= Military Opposition =

Faction of the Russian Communist Party (Bolsheviks)

The Military Opposition (Военная оппозиция) was a faction of the Russian Communist Party (Bolsheviks) which arose in 1918–1919, chiefly among Bolsheviks serving in the Red Army who opposed Leon Trotsky's efforts to organize the army along conventional lines. At its high point of influence at the Eighth Party Congress (18 to 23 March 1919), it was led by Ivan Smirnov and others (including Georgy Safarov, Georgy Pyatakov, Andrei Bubnov, Yemelyan Yaroslavsky, Vladimir Sorin, Filipp Goloshchyokin, Aleksandr Miasnikov, N. G. Tomachev, R. S. Samoilov, and S. K. Minin). Many of the Military Opposition were former "Left Communists" who had opposed the signing of the Treaty of Brest-Litovsk (1918) that had exited Russia from World War I.

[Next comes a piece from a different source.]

PR #441, opened 2026-08-30
Turn touch strip swipes into dial ticks on the Stream Deck + and + XL

emaspa:
Swipes on the Plus touch strip are currently discarded (the `_ => Ok(())` arm of the device event loop). This turns them into dial rotation: a swipe becomes encoder ticks for the dial it started over, one tick per 12 px of horizontal travel. Dragging across a dial's panel moves its value by the drag distance, and any plugin that already handles `dialRotate` gets this for free; plugins see ordinary tick events, so there is no API or protocol change.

The members of the faction criticized the amount of authority enjoyed by "military specialists" (former Tsarist officers), and demanded that more power be given to the army's political commissars. While the earlier demands of the Left for a return to a militia army with elected officers, the abolition of all ranks, and the abolition of the death penalty, had largely been silenced by March 1919, resentment was expressed against Trotsky's high-handed manner. At a closed meeting, the Military Opposition won a vote on the matter by 37 votes to 20, although in the congress itself Trotsky won by a vote of 174 to 95. To placate the opposition, increased numbers of "red commanders” (officers of proletarian origins) began being trained at the General Staff Academy of the Red Army and other institutions. The issue flared up again at both the Ninth Party Congress in 1920 and the 10th Party Congress in 1921. There, Trotsky was opposed by many (such as Kliment Voroshilov) who led the movement to remove him from power following the death of Vladimir Lenin in 1924.